Krebsschutz von Tisch und Teller
Helmut Erb in Fit in 8 Minuten
vom 16. September 2010, 05:00 Uhr
GNL5356
kann man Krebs tatsächlich mit Nahrungsmitteln verhindern oder gar bekämpfen? Die Antwort ist eindeutig: Kann man! Ein Mangel an den darin befindlichen schützenden Stoffen erhöht umgekehrt Ihr Krebsrisiko. „Krebszellen mögen keine Himbeeren" lautet der Buchtitel zweier führender kanadischer Molekularmediziner und Krebsforscher. Hinter dem kurios anmutenden Titel verbergen sich die neuesten Erkenntnisse der Krebsforschung. Die beiden Wissenschaftler Prof. Richard Bèliveau und Dr. Denis Gingras haben den Zusammenhang zwischen Ernährung und Krebs auf biochemischer Ebene erforscht und sind dabei zu verblüffenden Erkenntnissen gekommen.

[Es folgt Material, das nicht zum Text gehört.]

PR #3473, opened 2026-06-10
Add vulnerabilities scan for ACR images

dphulkar-msft:
## Description

https://[mcr.microsoft.com/v2/azcopy/azcopy/tags/list](https://mcr.microsoft.com/v2/azcopy/azcopy/tags/list)

- **Related Links**:
- [Issues](<link>)
- [Team thread](<link>)
- [Documents](<link>)
- [Email Subject]

## Type of Change

- [ ] Bug fix
- [ ] New feature
- [ ] Other (describe):

## How Has This Been Tested?


docker/buildandruncontainer.sh
```diff
@@ -6,7 +6,7 @@
 azcopy_version=$(../azcopy --version | awk '{print $3}')
 
 # Construct the Docker image tag using the fetched version
-docker_image_tag="azure-azcopy-ubuntu-x86_64.$azcopy_version"
+docker_image_tag="azure-azcopy-ubuntu-x86_64:$azcopy_version"
```
gapra-msft: Can we double check that all characters that can be in azcopy version (including preview ~ or whatever we do) is a valid tag name?

wonwuakpa-msft (approved):

wonwuakpa-msft (approved):

build-1es-pipeline.yaml
```diff
@@ -1140,25 +1140,25 @@ extends:
 
                   - task: 1ES.BuildContainerImage@1
                     inputs:
-                      image: azcopycontainers.azurecr.io/azure-azcopy-ubuntu-x86_64.$(azcopy_docker_version):latest
+                      image: azcopycontainers.azurecr.io/public/azcopy/linux/amd64:$(azcopy_docker_version)
                       path: '$(System.DefaultWorkingDirectory)'
-                      dockerfile: docker/Dockerfile
+                      dockerfile: docker/DockerfileMariner
```
al-msft, line 1153: I don't see any context provided for this PR, so I have a few obervations and questions.

There are four "Dockerfile*" files in the "docker" directory of this repo:
- Dockerfile and DockerfileArm64, which both use Ubuntu 22.04 as the base image, and
- DockerfileMariner and DockerfileMarinerArm64, which both use Mariner 2.0 ([which reached end of life over a year ago](https://github.com/microsoft/azurelinux/issues/13555)) as the base image.

On main, this task and the one below are intended to build and push container images based on Dockerfile (Ubuntu, amd64), and the next pair of tasks build and push the container images based on DockerfileMariner (Mariner, amd64).

This PR seems to remove the ability to build and push container images based on Ubuntu and now build and push container images based on Mariner twice. This first pair of tasks is now nearly identical to the next, except that the first pair uses `$(azcopy_docker_version)` as the image version, whereas the second pair uses `latest`.
1. Is this PR intended to remove the ability to build and push container images based on Ubuntu? If so, should the Dockerfile and DockerfileArm64 files be deleted?
2. Is this PR intended to preserve the ability to build and push container images based on Mariner, but now push a second image that lists the specific AzCopy version, alongside the existing image that lists its version as "latest"?
3. Is this PR intended to stop pushing container images to paths that indicate the distro they're based on, and instead provide the Mariner-based image for all Linux environments? I'm trying to make sense of the change to the `image` input of these tasks.

This comment can also be applied to the later four tasks this PR updated in this file - the ones that are nearly identical to these four, but use arm64 as the architecture, instead of amd64. Note that on main, the versions of the Ubuntu arm64 tasks seem to incorrectly use Dockerfile, instead of DockerfileArm64.

docker/buildandruncontainer.sh
al-msft, line 1: How is this file actually used? I have the same question for the other two shell scripts this PR updates. I can't find any explicit uses of any of the following shell scripts:
- buildandruncontainer.sh
- buildcontainer.sh (except its use in buildandruncontainer.sh)
- build.sh (except its use in buildcontainer.sh)
- dockerinstall.sh (except its use in buildandruncontainer.sh)
- publishcontainer.sh

build-1es-pipeline.yaml
dphulkar-msft: Q1: Yes. Per PM Daniel and Scott's decision, the first release ships only CBL-Mariner (Azure Linux) images, not Ubuntu. Dockerfile and DockerfileArm64 are now unused and will be deleted.

Q2: Yes. It's the same Mariner image under two tags:$(azcopy_docker_version) (e.g. 10.32.22) and: latest (always the newest release) so customers can pin a version or auto-track latest.

Q3: Yes. The distro is no longer encoded in the path. Images publish to azcopy/linux/<arch> (OS/arch in the path, clean version/latest tag). Including Linux in the naming helps keep us future-proof when we also need to release Windows containers. For Docker image tagging, the general best practice is to use amd64 rather than x86_64.

docker/buildandruncontainer.sh
dphulkar-msft: These are manual utility scripts for building/running/publishing a container by hand, the automated pipeline builds and pushes via the 1ES built-in tasks, so it doesn't call any of them. I updated the scripts in this PR only to keep them consistent with the new Mariner-only, azcopy/linux/<arch> tagging convention. They aren't wired into automation. Let me know if we should remove it altogether as its not part of the pipeline.

wonwuakpa-msft (approved):

gapra-msft (approved):

docker/buildandruncontainer.sh
al-msft: @dphulkar-msft: Thanks for clearing that up for me. I'm not familar enough with the process of updating and testing AzCopy Docker images to make the call about removing these manual scripts.

If we keep them, I'd suggest adding a comment to the top of `buildandruncontainer.sh` (or to `README.md` under `docker`) to explain what you said above (maybe in the same PR that removes `Dockerfile` and `DockerfileArm64`). I'm also wondering if grouping all the manual scripts in a sub-directory of `docker` would be worthwhile, since that would convey the purpose of those scripts at a glance and would hide all the manual scripts from view by default in IDEs like VS Code when someone expands `docker` to view/update the Docker files the pipeline uses.

PR #3493, opened 2026-07-02
Users/pbanakar/streaming mergejoin

pbanakar-microsoft:
## Description

- **Related Links**:
- [Issues](<link>)
- [Team thread](<link>)
- [Documents](<link>)
- [Email Subject]

## Type of Change

- [ ] Bug fix
- [ ] New feature
- [ ] Other (describe):

## How Has This Been Tested?

### DIFF
--- a/cmd/syncMergeJoin.go
+++ b/cmd/syncMergeJoin.go
@@ -28,6 +28,7 @@ import (
 	"fmt"
 	"os"
 	"runtime"
+	"strconv"
 	"strings"
 	"sync/atomic"
 	"time"
@@ -180,15 +181,20 @@ func traverserToChannel(
 			count++
 			// Sort-invariant guard (always on, ~one string compare per object): the
 			// streaming merge-join is only correct if each stream is emitted in strictly
-			// non-decreasing key order. If a traverser ever emits an out-of-order key,
-			// the merge-join can silently mis-classify objects (missed or extra transfers),
-			// so we log it at Error even in production. This is rare (fires only on the
-			// anomaly) and cheap, so it does not spam logs for millions of sorted files.
+			// non-decreasing key order. If a traverser ever emits an out-of-order key, the
+			// two-pointer merge can silently mis-classify objects (missed transfers, or — for
+			// a mirror sync — extra deletes of destination objects). For the allow-listed,
+			// service-sorted endpoints this must never happen, so treat it as a HARD FAILURE
+			// rather than a warning: abort the traversal by returning an error. It propagates
+			// via errCh and is surfaced to the orchestrator as a mergeJoinTraversalError,
+			// failing this directory (and the job) instead of producing incorrect sync results.
 			curKey := mergeJoinChildKey(obj)
 			if count > 1 && curKey < prevKey {
-				mergeJoinSyncOneDirLog(common.LogError,
-					fmt.Sprintf("ORDER VIOLATION in %s: object #%d key=%q < previous key=%q — listing is not lexicographically sorted; merge-join results may be INCORRECT for this directory",
-						label, count, curKey, prevKey), true)
+				orderErr := fmt.Errorf(
+					"ORDER VIOLATION in %s: object #%d key=%q < previous key=%q — listing is not lexicographically sorted; aborting merge-join to avoid incorrect sync results",
+					label, count, curKey, prevKey)
+				mergeJoinSyncOneDirLog(common.LogError, orderErr.Error(), true)
+				return orderErr
 			}
 			prevKey = curKey
 			mergeJoinTraceLog("%s LIST #%d relPath=%q entity=%s size=%d lmt=%s",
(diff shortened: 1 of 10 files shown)


cmd/syncOrchestrator.go
```diff
@@ -612,6 +612,27 @@ func syncOrchestratorHandler(cca *cookedSyncCmdArgs, enumerator *syncEnumerator,
...
 	}
 
+	// Log (once per job) whether the streaming merge-join is used and, if so, what enabled it:
+	// the AZCOPY_USE_STREAMING_MERGE_JOIN env flag (test/blanket) or the per-job subscription
+	// allowlist (featureConfig). This makes it easy to confirm the gating in production logs.
+	if useStreamingMergeJoin(cca) {
+		var reason string
+		switch {
+		case streamingMergeJoinEnabled && cca.useStreamingMergeJoin:
+			reason = "env AZCOPY_USE_STREAMING_MERGE_JOIN + subscription allowlist (featureConfig)"
```
shnayak-msft, line 622: This comment is not meaningful for AzCopy, as it is for mover. We should clarify that in comments. We should use mover logging to check if subscription allowlist is being used.

cmd/syncOrchestrator.go
```diff
@@ -698,6 +719,114 @@ func (cca *cookedSyncCmdArgs) runSyncOrchestrator(enumerator *syncEnumerator, ct
...
+		if useStreamingMergeJoin(cca) {
+			mergeJoinSyncOneDirLog(common.LogDebug,
+				fmt.Sprintf("Processing dir '%s'", dir.(minimalStoredObject).relativePath))
+
+			var subDirs []minimalStoredObject
+			var mergeErr error
+
+			// Channel-based merge-join: bridge source + destination traversers into
+			// back-pressured channels and merge their sorted streams.
+			pt, ptErr := InitResourceTraverser(
```
shnayak-msft, line 746: Why not initialize pt and st once and fork the default/mergejoin implementation based on the flag? There is some opportunity for optimization here.

cmd/syncMergeJoin.go
```diff
@@ -0,0 +1,602 @@
...
+			subDirs, err = mergeJoinHandleBothExist(enumerator, cca, comparator, srcObj, dstObj, srcOrigPath, subDirs)
+			if err != nil {
+				return subDirs, err
+			}
+			srcObj, srcOk = srcNext()
+			dstObj, dstOk = dstNext()
+		}
+	}
+
+	// Drain remaining source-only objects
```
shnayak-msft, line 388: There might be an issue here. please verify.

traverserToChannel closes objCh via defer whether the traversal succeeded or failed, so the merge cannot tell "cleanly exhausted" apart from "aborted mid-listing due to an error" 

If one side's channel closes early on an error, the drain loop might produce incorrect results:

- source failure + mirror → every remaining destination object is deleted synchronously (Problem)
- destination failure → every remaining source object is scheduled for transfer, overwriting objects that may not actually be missing (this might be okay)

The check at the bottom of the function correctly surfaces the error to the orchestrator, but only after the damage. 

Some issues that may cause this in my opinion - SAS/OAuth token expiry mid-listing on long runs, sustained 429/503 throttling past SDK retry budget

You can probe both errCh's non-blockingly on every iteration (main + drain loops) and short-circuit as soon as either has an error. Specifically for the mirror case.

cmd/syncOrchestrator.go
shnayak-msft, line 622: I feel we should not use an AzCopy environment variable here. Since this is explicitly for mover, it should only be invoked by the init parameters in AzCopy initialization path. Just one boolean should control the flow. The naming gives an impression that AzCopy supports this flag.

cmd/syncMergeJoin.go
```diff
@@ -0,0 +1,602 @@
...
+				if elapsed > 30*time.Second {
+					mergeJoinSyncOneDirLog(common.LogWarning,
+						fmt.Sprintf("[SLOW] %s first object took %v (goroutines=%d)", label, elapsed, runtime.NumGoroutine()), true)
+				}
+			}
+			count++
+			// Sort-invariant guard (always on, ~one string compare per object): the
+			// streaming merge-join is only correct if each stream is emitted in strictly
+			// non-decreasing key order. If a traverser ever emits an out-of-order key,
+			// the merge-join can silently mis-classify objects (missed or extra transfers),
```
shnayak-msft: an out-of-order key silently mis-classifies object. logging alone may not be sufficient given the failure mode. We should have a failure at this point, more so for mirror.  If we think this will be rare, all the more reason to do this.

The service contract is sorted for AWS S3, Azure Blob, and ADLS Gen2, so in the intended allow-list this fires only when the invariant is broken by something we can actually have a bug in:

- the newly-added per-page merge in blobTraverser.parallelList or the whole-level buffer-merge in s3Traverser.Traverse
- a non-AWS S3-compatible endpoint whose ListObjectsV2 ordering isn't compliant (the S3ProviderOnPrem branch)
- snapshot/version/deleted-blob inclusion producing equal keys the merge loop can't reason about (not strictly unsorted but breaks SRC==DST handling)

shnayak-msft (approved):

cmd/syncMergeJoin.go
pbanakar-microsoft: Fixed.

cmd/syncMergeJoin.go
pbanakar-microsoft: Fixed.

Ihre Studienergebnisse beweisen, dass der verstärkte Verzehr von bestimmten Obst- und Gemüsesorten Ihr Krebsrisiko reduzieren kann. Sogar kleine Tumore lassen sich nach ihren Erkenntnissen zurückdrängen. Das ist vor allem auf den Gehalt an sekundären Pflanzenstoffen zurückzuführen. Diese entfalten in Ihrem Körper einen krebshemmenden Effekt. Die Krebsforscher arbeiten beide seit mehr als 25 Jahren am Lehrstuhl für Krebsprävention und -behandlung an der Universität von Quebec in Montreal und sind über jeden Zweifel erhaben. Sie halten die Ernährung inzwischen für eine der besten Waffen gegen Krebs. Dabei geht es Ihnen um das „Gesamtkonzert" der Inhaltsstoffe der natürlichen Ernährung und nicht um einzelne Wirkstoffe. Industriell aus minderwertigen Zutaten hergestellte Lebensmittel laufen dem ebenso zuwider wie Nahrungsergänzungsmittel, sagen sie.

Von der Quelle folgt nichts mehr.